Pesta Pemberkatan Basilik Lateran dan Injil hari ini mengajak saya untuk bertanya lebih jauh mengenai pengertian Gereja. Gereja bukanlah semata-mata bangunan ataupun gedung, melainkan komunitas umat beriman dalam satu pengakuan iman sebagaimana diungkapkan dalam Syahadat Aku Percaya. Saya semakin antusias ketika menemukan gagasan bahwa Gereja adalah komunitas Tubuh Kristus dalam Roh Kudus. Apa artinya? Tulisan Mgr. Ignasius Suharyo berikut ini kiranya dapat memberi pengertian tentang hal itu.

“Dalam Ekaristi, dua kali Roh Kudus dimohonkan kedatangannya. Pertama, daya Roh Kudus dimohon turun atas roti dan anggur agar roti dan anggur ini menjadi Tubuh dan Darah Kristus. Kedua, ketika kita memohon agar Roh Kudus mengubah komunitas yang telah dikenyangkan oleh Tubuh dan Darah Kristus menjadi satu Tubuh dan satu Roh dalam Kristus.

Gereja tidak bisa menjadi komunitas Tubuh Kristus dengan kekuatannya sendiri. Oleh karena itu, Gereja menyandarkan diri pada karya Roh Kudus. Roh Kudus ini mencurahkan berbagai anugerah kepada anggota-anggota tubuh untuk kebaikan seluruh tubuh.
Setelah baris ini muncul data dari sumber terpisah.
PR #109, opened 2020-10-28
Refactor OTelTraceRawProcessor

kowshikn:
*Description of changes:*

1. Refactor the OTelTraceProcessor by using internal model objects. 
1.1. Use HexString for traceId, spanId and ParentSpanId
1.2.  Span.Attributes, Resource.Attributes, InstrumentationLibrary and SpanStatus will be a Map<String,Object> as these fields will be directly used in kibana.
1.3. Replace "." with "@" in keys, this is again to make it compatible for Elasticsearch
1.4. Add fields durationInNanos, serviceName.
1.5. Use ISO8601 for timestamp
2. Use the proto version from the version map
3. Update e2e to reflect the changes to the processor.

Note: Null checks are not a valid in the opentelemetry proto as the default instance is attached, so dropped them.


situp-core/src/integrationTest/java/com/amazon/situp/integration/EndToEndIntegrationTest.java
```diff
@@ -96,15 +98,10 @@ private void refreshIndices(final RestHighLevelClient restHighLevelClient) throw
...
-        WebClient.of().execute(RequestHeaders.builder()
-                        .scheme(SessionProtocol.HTTP)
-                        .authority("127.0.0.1:21890")
-                        .method(HttpMethod.POST)
-                        .path("/opentelemetry.proto.collector.trace.v1.TraceService/Export")
-                        .contentType(MediaType.JSON_UTF_8)
-                        .build(),
-                HttpData.copyOf(JsonFormat.printer().print(request).getBytes())).aggregate().join();
+    private void sendExportTraceServiceRequestToSource(ExportTraceServiceRequest request) {
+        final TraceServiceGrpc.TraceServiceBlockingStub client = Clients.newClient(
```
chenqi0805, line 102: Looks like e2e failed here. Need to add `com.linecorp.armeria:armeria-grpc:1.0.0` into the dependencies of `integrationTest.gradle`

chenqi0805: already fixed.

situp-plugins/apmtracesource/src/main/java/com/amazon/situp/plugins/processor/oteltrace/OTelTraceRawProcessor.java
```diff
@@ -150,13 +61,24 @@ private static String convertStringNanosToISO8601(final String stringNanos) {
...
+                    final String serviceName = OTelProtoHelper.getServiceName(rs.getResource()).orElse(null);
+                    final Map<String, Object> resourceAttributes = OTelProtoHelper.getResourceAttributes(rs.getResource());
+                    for (InstrumentationLibrarySpans is : rs.getInstrumentationLibrarySpansList()) {
+                        for (Span sp : is.getSpansList()) {
+                            try {
+                                finalRecords.add(new Record<>(new RawSpanBuilder()
+                                        .setFromSpan(sp, is.getInstrumentationLibrary(), serviceName, resourceAttributes)
+                                        .build().toJson()));
+                            } catch (Exception ex) {
+                                log.error("Unable to process invalid Span {}:", sp, ex);
```
yadavcbala, line 74: Question: JFI: Were we doing the same before as well - if the processor fails to process even a single span, we will fail ?

situp-plugins/apmtracesource/src/main/java/com/amazon/situp/plugins/processor/oteltrace/model/OTelProtoHelper.java
```diff
@@ -0,0 +1,145 @@
...
+                } catch (JsonProcessingException e) {
+                    throw new RuntimeException(e);
+                }
+            default:
+                throw new RuntimeException("Unknown case");
+        }
+    }
+
+    public static Map<String, Object> getSpanAttributes(final Span span) {
+        return span.getAttributesList().stream().collect(Collectors.toMap(i -> SPAN_ATTRIBUTES_REPLACE_DOT_WITH_AT.apply(i.getKey()), i -> convertAnyValue(i.getValue())));
```
yadavcbala, line 84: Not a blocker: although its not the same code but it feels like repetitive code, can we do anything ?

yadavcbala (approved):

situp-plugins/apmtracesource/src/main/java/com/amazon/situp/plugins/processor/oteltrace/OTelTraceRawProcessor.java
kowshikn: So the request object contains 1 or more resourceSpans and each resourceSpan has 1 or more spans. We will skip the failed and move to next in both case. There is no reason for retry as it will not work.

situp-plugins/apmtracesource/src/main/java/com/amazon/situp/plugins/processor/oteltrace/model/OTelProtoHelper.java
kowshikn: I wanted it to be tested explicitly rather testing based on input object instance. Also keeping it simple.

chenqi0805 (approved):
LGTM

AustinTag (approved):

PR #114, opened 2020-11-02
Throw the exceptions encountered during the start and stop of source.

kowshikn:
*Description of changes:*

* Update the OpenTelemetryTraceSource to throw the exceptions. As per the pipeline control flow, pipeline will stop if the source encounters issue at start.

Note:

* No testcase for stop because Aremeria framework handles the STOP very graciously. 

### DIFF
--- a/situp-plugins/apmtracesource/src/main/java/com/amazon/situp/plugins/source/oteltracesource/OTelTraceSource.java
+++ b/situp-plugins/apmtracesource/src/main/java/com/amazon/situp/plugins/source/oteltracesource/OTelTraceSource.java
@@ -30,6 +30,9 @@ public class OTelTraceSource implements Source<Record<ExportTraceServiceRequest>
 
     @Override
     public void start(Buffer<Record<ExportTraceServiceRequest>> buffer) {
+        if (buffer == null) {
+            throw new IllegalStateException("Buffer provided is null");
+        }
         if (server == null) {
             final ServerBuilder sb = Server.builder();
             sb.service(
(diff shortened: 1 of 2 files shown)


situp-plugins/apmtracesource/src/main/java/com/amazon/situp/plugins/source/oteltracesource/OTelTraceSource.java
```diff
@@ -54,30 +57,36 @@ public void start(Buffer<Record<ExportTraceServiceRequest>> buffer) {
...
 
     @Override
     public void stop() {
         if (server != null) {
             try {
                 server.stop().get();
-                LOG.info("Stopped otel_trace_source.");
             } catch (ExecutionException ex) {
-                LOG.error("otel_trace_source failed to stop due to:", ex.getCause());
+                if (ex.getCause() != null && ex.getCause() instanceof RuntimeException) {
```
kowshikn, line 79: The reason for doing these checks is to present the correct exception as possible, avoid wrappers.

situp-plugins/apmtracesource/src/test/java/com/amazon/situp/plugins/source/oteltrace/OTelTraceSourceTest.java
```diff
@@ -141,4 +142,22 @@ void testHttpFullBytes() {
                     validateBuffer();
                 });
     }
+
+    @Test
+    public void testDoubleStart() {
+        Assertions.assertThrows(IllegalStateException.class, () -> SOURCE.start(BUFFER));
```
chenqi0805, line 148: Not sure why this throws IllegalStateException while BUFFER is not null?

chenqi0805 (approved):
Just minor ques. LGTM

situp-plugins/apmtracesource/src/test/java/com/amazon/situp/plugins/source/oteltrace/OTelTraceSourceTest.java
kowshikn: This is because, we are trying to start a server that is already started. So it throws IllegalStateExeception.

chenqi0805: Have we and should we explicitly capture this exception in the `start()`? b/c otherwise this seems to be testing armeria instead of our API.

erosas (approved):

Issue #113, opened 2020-11-02
Update the raw index template


kowshikn:
The below are fields we should manage in the index template,

Properties

- traceId  - keyword - 256
- spandId - keyword - 256
- parentSpanId -keyword - 256
- name - keyword - 1024
- kind - keyword - 128
- startTime -  date_nanos
- endTime - date_nanos
- status.code - int
- status.message - keyword
- serviceName - keyword
- durationInNanos - long

Dynaminc Template (path_match)

- resource.attributes.* - keywords
- attributres.* -keywords

Other Fields (if possible)

- events - should be an array of nested objects
- links - should be an array of nested objects.

Note:

* With the current template, ```status.message``` is not friendly for kibana. (dicussed this on call)

PR #116, opened 2020-11-02
ENH: update raw span index template

chenqi0805:
*Issue #, if available:*
#113 

*Description of changes:*

### DIFF
--- a/situp-plugins/elasticsearch/src/main/resources/otel-v1-apm-span-index-template.json
+++ b/situp-plugins/elasticsearch/src/main/resources/otel-v1-apm-span-index-template.json
@@ -1,6 +1,6 @@
 {
   "mappings": {
-    "date_detection": true,
+    "date_detection": false,
     "dynamic_templates": [
       {
         "resource_attributes_map": {
--- a/situp-plugins/elasticsearch/src/main/resources/otel-v1-apm-span-index-template.json
+++ b/situp-plugins/elasticsearch/src/main/resources/otel-v1-apm-span-index-template.json
@@ -1,6 +1,6 @@
 {
   "mappings": {
-    "date_detection": false,
+    "date_detection": true,
     "dynamic_templates": [
       {
         "resource_attributes_map": {
@@ -66,7 +66,12 @@
         "type": "long"
       },
       "events": {
-        "type": "nested"
+        "type": "nested",
+        "properties": {
+          "time": {
+            "type": "date_nanos"
+          }
+        }
       },
       "links": {
         "type": "nested"
--- a/situp-plugins/elasticsearch/src/main/resources/otel-v1-apm-span-index-template.json
+++ b/situp-plugins/elasticsearch/src/main/resources/otel-v1-apm-span-index-template.json
@@ -3,12 +3,19 @@
     "date_detection": false,
     "dynamic_templates": [
       {
-        "strings_as_keyword": {
+        "resource_attributes_map": {
           "mapping": {
-            "ignore_above": 1024,
-            "type": "keyword"
+            "type":"keyword"
           },
-          "match_mapping_type": "string"
+          "path_match":"resource.attributes.*"
+        }
+      },
+      {
+        "attributes_map": {
+          "mapping": {
+            "type":"keyword"
+          },
+          "path_match":"attributes.*"
         }
       }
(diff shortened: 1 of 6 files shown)


situp-plugins/elasticsearch/src/main/resources/otel-v1-apm-span-index-template.json
```diff
@@ -38,9 +49,27 @@
       "endTime": {
         "type": "date_nanos"
       },
-      "resource.attributes.service.name": {
-        "ignore_above": 1024,
+      "status": {
```
kowshikn, line 52: Cool, this works. I tried running `status.code>0` in the KQL and this works.

situp-plugins/elasticsearch/src/main/resources/otel-v1-apm-span-index-template.json
```diff
@@ -38,9 +49,27 @@
...
         "type": "keyword"
+      },
+      "durationInNanos": {
+        "type": "long"
+      },
+      "events": {
+        "type": "nested"
+      },
+      "links": {
+        "type": "nested"
```
kowshikn, line 72: Just asking for my clarification, this definition will fail if index request is anyone of the following,
1. events: "some string"
2. events: { "atrributes": { "key":"value"}}

situp-plugins/elasticsearch/src/main/resources/otel-v1-apm-span-index-template.json
```diff
@@ -3,12 +3,19 @@
     "date_detection": false,
```
kowshikn, line 3: events is actually array of objects which contains a field called `time`. Now should we enable this flag or define the mapping events with `time` as `date_time_nanos`

situp-plugins/elasticsearch/src/main/resources/otel-v1-apm-span-index-template.json
chenqi0805: Yeah. If the above 2 coexists, define `events` as `nested` will lead to error. I do not know if any field type will work for the above scenario.

situp-plugins/elasticsearch/src/main/resources/otel-v1-apm-span-index-template.json
chenqi0805: Agreed.
```
{
  "time": "2020-11-03T00:01:19.277324Z",
  "name": "",
  "attributes": {
    "method": "GET",
    "level": "info",
    "event": "HTTP request received",
    "url": "/customer?customer=392"
  },
  "droppedAttributesCount": 0
}
```

chenqi0805: Maybe also enable the flag as there might be other fields fit into datetime

chenqi0805: Fixed

situp-plugins/elasticsearch/src/main/resources/otel-v1-apm-span-index-template.json
kowshikn: So the above 2 examples are both invalid, is there way to force and allow only,
`events: [ { time : ".....",  attributes : { key : "value" } } ]`

situp-plugins/elasticsearch/src/main/resources/otel-v1-apm-span-index-template.json
kowshikn: I think we shouldn't enable the flag we are explicitly mapping them. I am sure date_detection is an unwanted cost. So lets disable detection as we will going forward explicitly map date_time.

situp-plugins/elasticsearch/src/main/resources/otel-v1-apm-span-index-template.json
chenqi0805: Let me check path_match for nested

kowshikn (approved):
Lets keep events and links as nested for now, I think if we have to add mappings, lets do it in the next iteration whenever we use those fields.

yadavcbala (approved):

PR #132, opened 2020-11-06
ENH: refactor flask services

chenqi0805:
*Issue #, if available:*

*Description of changes:*
- Build all flask services in a single docker image
- Run the above as a single container


chenqi0805:
Note: since we run multiple python processes in the background inside a single container now, I am looking into the way that trigger docker container to restart if one process goes wrong. But this should not be blocking for this PR.

kowshikn (approved):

Kesatuan yang merupakan karya Roh Kudus tidak terbatas pada umat setempat. Karena Roh itu satu, umat setempat dimasukkan ke dalam suatu persekutuan yang meliputi seluruh Gereja.

Kesatuan kita mengatasi atau melampaui batas-batas etnis, budaya politik, atau batas-batas apa pun. Disebutnya nama paus dan uskup setempat mengungkapkan kesatuan universal itu. Sebagai bangsa atau bahkan sebagai warga umat manusia, kita terus mencari jalan untuk semakin bersaudara. Bahaya untuk pecah dan saling bermusuhan amatlah nyata. Benih-benih perpecahan itu ada dalam diri semua orang.

Menghayati Ekaristi berarti hidup dengan cara-cara baru yang ditunjukkan oleh Roh Kudus untuk mengembangkan komunitas-komunitas ekumenis, komunitas antarbudaya, komunitas dialog antariman, dan tentu saja komunitas religius. Kalau kebangkitan Kristus dan anugerah Roh Kudus mengatasi tembok-tembok pemisah, kita berharap juga dapat mengembangkan persaudaraan di negeri ini, di masyarakat ini, di keluarga atau komunitas ini.”

Saudara-saudari sekalian, saya dan Anda adalah Gereja. Sebagai Tubuh Kristus, kita harus siap sedia menerima berkat dan dibagi-bagikan kepada semua orang.